TASK TO CARRY OUT >>
Copy every line of the records below that holds the word "without".

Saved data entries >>
PR #123, opened 2018-10-02
Add jit module to CPy

adityapb:
This module allows you to use map, reduce and scan without adding type annotations.
I don't know if you wanted this @prabhuramachandran , but I got a little carried away by the idea.

### DIFF
--- a/examples/cpy/axpb_jit.py
+++ b/examples/cpy/axpb_jit.py
@@ -1,3 +1,8 @@
+"""Shows the use of annotate without any type information.
+The type information is extracted from the arguments passed
+and the function is annotated and compiled at runtime.
+"""
+
 from pysph.cpy.api import annotate, Elementwise, wrap, get_config
 import numpy as np
 
--- a/examples/cpy/axpb_jit.py
+++ b/examples/cpy/axpb_jit.py
@@ -3,7 +3,9 @@ from pysph.cpy.jit import ElementwiseJIT
 import numpy as np
 
 def axpb(i, x, y, a, b):
-    y[i] = a*sin(x[i]) + b
+    xi = declare('double')
+    xi = x[i]
+    y[i] = a*sin(xi) + b
 
 x = np.linspace(0, 1, 10000)
 y = np.zeros_like(x)
--- a/examples/cpy/axpb_jit.py
+++ b/examples/cpy/axpb_jit.py
@@ -1,7 +1,8 @@
 from pysph.cpy.api import Elementwise, annotate, wrap, get_config
-from pysph.cpy.jit import ElementwiseJIT
+from pysph.cpy.jit import jit, ElementwiseJIT
 import numpy as np
 
+@jit
 def axpb(i, x, y, a, b):
     xi = declare('double')
     xi = x[i]
--- a/examples/cpy/axpb_jit.py
+++ b/examples/cpy/axpb_jit.py
@@ -1,5 +1,4 @@
-from pysph.cpy.api import Elementwise, wrap, get_config
-from pysph.cpy.jit import annotate
+from pysph.cpy.api import annotate, Elementwise, wrap, get_config
 import numpy as np
 
 
--- a/examples/cpy/axpb_jit.py
+++ b/examples/cpy/axpb_jit.py
@@ -1,9 +1,9 @@
-from pysph.cpy.api import Elementwise, annotate, wrap, get_config
-from pysph.cpy.jit import jit, ElementwiseJIT
+from pysph.cpy.api import Elementwise, wrap, get_config
+from pysph.cpy.jit import annotate
 import numpy as np
 
 
-@jit
+@annotate
 def axpb(i, x, y, a, b):
     xi = declare('double')
     xi = x[i]
@@ -18,5 +18,5 @@ b = 3.0
 backend = 'opencl'
 get_config().use_openmp = True
 x, y = wrap(x, y, backend=backend)
-e = ElementwiseJIT(axpb, backend=backend)
+e = Elementwise(axpb, backend=backend)
 e(x, y, a, b)
--- a/examples/cpy/axpb_jit.py
+++ b/examples/cpy/axpb_jit.py
@@ -2,11 +2,13 @@ from pysph.cpy.api import Elementwise, annotate, wrap, get_config
 from pysph.cpy.jit import jit, ElementwiseJIT
 import numpy as np
 
+
 @jit
 def axpb(i, x, y, a, b):
     xi = declare('double')
     xi = x[i]
-    y[i] = a*sin(xi) + b
+    y[i] = a * sin(xi) + b
+
 
 x = np.linspace(0, 1, 10000)
 y = np.zeros_like(x)
--- a/examples/cpy/axpb_jit.py
+++ b/examples/cpy/axpb_jit.py
@@ -1,0 +1,17 @@
+from pysph.cpy.api import Elementwise, annotate, wrap, get_config
+from pysph.cpy.jit import ElementwiseJIT
+import numpy as np
+
+def axpb(i, x, y, a, b):
+    y[i] = a*sin(x[i]) + b
+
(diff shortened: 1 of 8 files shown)


pysph/cpy/transpiler.py
```diff
@@ -158,6 +158,10 @@ def __init__(self, backend='cython', incl_cluda=True):
             self.header = cluda + dedent('''
             #define max(x, y) fmax((double)(x), (double)(y))
 
+            #ifdef __APPLE__
+            #define M_PI 3.141592654f
```
prabhuramachandran: Too low precision.

adityapb:
The `@jit` decorator is only to tell the `AnnotationHelper` whether to visit the function to find it's return type. For example if you're doing something like `return sin(x)`, it wouldn't visit `sin` but would default to `double`. I guess we could use something like `@mark` instead?
Also yes, I think it should do the jitting automatically when the function has no annotations.

pysph/cpy/parallel.py
```diff
@@ -507,7 +507,7 @@ def __call__(self, *args, **kw):
 
 class Elementwise(object):
     def __init__(self, func, backend='cython'):
-        if hasattr(func, '__annotations__') and getattr(func, '__annotations__'):
+        if hasattr(func, 'has_annotations'):
```
prabhuramachandran: Instead of doing this, you can do this:
```
getattr(func, '__annotations__', None)
```
This avoids having to set another attribute and rely on that.

pysph/cpy/jit.py
```diff
@@ -0,0 +1,523 @@
...
+        if not hasattr(obj, 'cache'):
+            obj.cache = dict()
+        key = tuple([get_ctype_from_arg(arg) for arg in args])
+        if key not in obj.cache:
+            obj.cache[key] = f(obj, *args, **kwargs)
+        return obj.cache[key]
+    return wrapper
+
+
+def getargspec(f):
```
prabhuramachandran: Another way to do this instead is:
`getargspec = getattr(inspect, 'getfullargspec', getattr(inspect, 'getargspec'))`

pysph/cpy/jit.py
```diff
@@ -0,0 +1,523 @@
...
+        if isinstance(node.func, ast.Name) and \
+                node.func.id not in BUILTINS:
+            if f is None or isinstance(f, Extern):
+                return None
+            else:
+                arg_types = []
+                for arg in node.args:
+                    arg_type = self.visit(arg)
+                    if not arg_type:
+                        msg = "Function called is not marked by the jit "\
```
prabhuramachandran: Use a triple quoted string with `textwrap.dedent` put brackets to avoid the `\` at the end of the line?

pysph/cpy/jit.py
```diff
@@ -0,0 +1,523 @@
...
+        return_type = 'u%s' % return_type
+    return return_type
+
+
+class AnnotationHelper(ast.NodeVisitor):
+    def __init__(self, func, arg_types):
+        self.func = func
+        self.arg_types = arg_types
+        self.var_types = arg_types.copy()
+        self.children = {}
```
prabhuramachandran: Can you add a comment on what "children" means here or perhaps a better variable name?

pysph/cpy/jit.py
```diff
@@ -0,0 +1,523 @@
...
+        if isinstance(x, array.Array):
+            return x.dev
+        elif isinstance(x, np.ndarray):
+            return x
+        else:
+            return np.asarray(x)
+
+    def __call__(self, *args, **kw):
+        c_func = self._generate_kernel(*args)
+        c_args = [self._massage_arg(x) for x in args]
```
prabhuramachandran: This is something for later and not this PR but if we are going to call the same jitted function repeatedly, we should find a way to not have to keep massaging the args each time.

pysph/cpy/jit.py
```diff
@@ -0,0 +1,523 @@
...
+            event.record()
+            event.synchronize()
+            return result.get()
+
+
+class ScanJIT(parallel.ScanBase):
+    def __init__(self, input=None, output=None, scan_expr="a+b",
+                 is_segment=None, dtype=np.float64, neutral='0',
+                 complex_map=False, backend='opencl'):
+        backend = array.get_backend(backend)
```
prabhuramachandran: This is rather similar to the ReductionJIT so should one be a subclass?

prabhuramachandran: Note, I know that a lot of the earlier code I wrote requires a massive refactor as that was my first cut... :)

pysph/cpy/tests/test_jit.py
```diff
@@ -0,0 +1,636 @@
...
+def g(x):
+    return x
+
+
+@annotate
+def h(a, b):
+    return g(a) * g(b)
+
+
+class TestAnnotationHelper(unittest.TestCase):
```
prabhuramachandran: Am really glad you've added a lot of tests and are using the Given/When/Then style!  If possible, make sure you have 100% coverage of the annotation helper and other code.  This will be easier when we pull out cpy from pysph but if you can, please measure coverage and make sure it covers all the code.  If this is a pain, we should do this once we pull cpy out.

pysph/cpy/types.py
```diff
@@ -236,6 +238,7 @@ def f(i, x, y):
 
     def wrapper(func):
         func.__annotations__ = data
+        func.has_annotations = True
```
prabhuramachandran: I think this can be avoided as mentioned above.

examples/cpy/axpb_jit.py
```diff
@@ -0,0 +1,22 @@
+from pysph.cpy.api import Elementwise, wrap, get_config
+from pysph.cpy.jit import annotate
+import numpy as np
+
+
```
prabhuramachandran: Please add a helpful comment here, explaining this a bit.

examples/cpy/axpb_jit.py
```diff
@@ -0,0 +1,22 @@
+from pysph.cpy.api import Elementwise, wrap, get_config
+from pysph.cpy.jit import annotate
```
prabhuramachandran: I don't really like that you are defining another analogous annotate, there should be one `annotate` decorator from api and not one from jit and another from types.  This will make it hard for users and developers.  Basically if there are arguments, it will treat it as the old annotate and if there are none, it jits.  So basically merge the two into one.

examples/cpy/vm_elementwise_jit.py
```diff
@@ -0,0 +1,81 @@
+import numpy as np
+from math import pi
+import time
+
+from pysph.cpy.config import get_config
+from pysph.cpy.api import declare, annotate
+from pysph.cpy.parallel import Elementwise
+from pysph.cpy.array import wrap
+from pysph.cpy.jit import annotate
```
prabhuramachandran: Again, one unique annotate which jits if needed.

pysph/cpy/jit.py
```diff
@@ -0,0 +1,523 @@
...
+        func.is_jit = True
+        return func
+
+    if func is None:
+        return wrapper
+    else:
+        return wrapper(func)
+
+
+def memoize(f):
```
prabhuramachandran: Can't we use pytools?  Is that not a hard dependency already?  If it is not, I understand but no point reproducing this no?

pysph/cpy/jit.py
```diff
@@ -0,0 +1,509 @@
...
+
+
+def kernel_cache_key_kwargs(obj, **kwargs):
+    key = [get_ctype_from_arg(arg) for arg in kwargs.values()]
+    key.append(obj)
+    return tuple(key)
+
+
+def getargspec(f):
+    getargspec_f = getattr(inspect, 'getfullargspec',
```
prabhuramachandran: Instead of doing this each time, you can define this at the module level so the getattr is done once, but this is a minor thing.  Can be done later.

prabhuramachandran:
LGTM, thanks!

RESPONSE AREA >>
This module allows you to use map, reduce and scan without adding type annotations.
+"""Shows the use of annotate without any type information.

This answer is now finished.